One of the early attractions of PFI was that it allowed governments to evade their own borrowing rules because PFI projects did not necessarily count as public debt in the same way as government borrowing. Investment could therefore be undertaken without threatening spending limits. This was politically attractive but also led to the adoption of PFI in circumstances where a conventional project would have been cheaper (Gosling, 2004).

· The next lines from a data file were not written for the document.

PR #112, opened 2021-05-29
Add README.md for crates.io

### LINKED ISSUE #111: Documentation on crates.io
I just stumbled on dropshot and when I went to [crates.io](https://crates.io/crates/dropshot) to check it out, it said `dropshot v0.5.1 appears to have no README.md file`.

I see that docs.rs has the dropshot docs.

Will it be possible to investigate what is wrong with crates.io?

ahl:
Fixes #111 

Adds the README and some annotations for crates.io

### DIFF
--- a/dropshot/Cargo.toml
+++ b/dropshot/Cargo.toml
@@ -6,6 +6,9 @@ authors = ["David Pacheco <dap@oxidecomputer.com>"]
 edition = "2018"
 license = "Apache-2.0"
 repository = "https://github.com/oxidecomputer/dropshot/"
+readme = "README-crates.io.md"
+keywords = ["rest", "openapi", "async"]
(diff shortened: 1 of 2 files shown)


davepacheco (approved):
For historical reference, here are some points we discussed offline:

- We want to keep asciidoc for the top-level README.  Crates.io doesn't support asciidoc.  This was probably not the only problem causing #111.  The README is at the top level of the repo, but not contained in the "dropshot" package, so crates.io wouldn't have found it anyway.
- We could have added a README.md containing the content in this PR, but people (and tools) might miss the more complete README.adoc.  So we picked another filename and added the "readme" property to dropshot/Cargo.toml. 
- The Rust docs should be a pretty good introduction to the crate for users.  This is different content than what's in the README.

Nevertheless, PFI is public borrowing even if it is not recorded as such. The public sector must commit to repaying debt to private consortia in the same way as it would when settling any other debt (Heald and Geaughan, 1997). Therefore the perception that PPP/PFI generates additional resources over and above public investment is mistaken. In fact most authorities now acknowledge that PFI does not benefit the economy as whole but simply allows governments to manipulate their reported public borrowing figures. As noted by the World Bank (2007), lower public debt associated with the use of private finance is an artefact of governments' standards for financial reporting. Unitary charges do not depend on the government's subsequent demand for the services: so long as the private partner has properly constructed and maintained the facilities, the government must pay.

While the government's obligations to make these payments may not always entail an accounting liability, they do entail an economic liability: all the debt will be repaid by the public sector along with interest and returns for investors. As Heald (1997) has noted, the impact of PFI is to alter the timing of capital and interest payments, not their magnitude.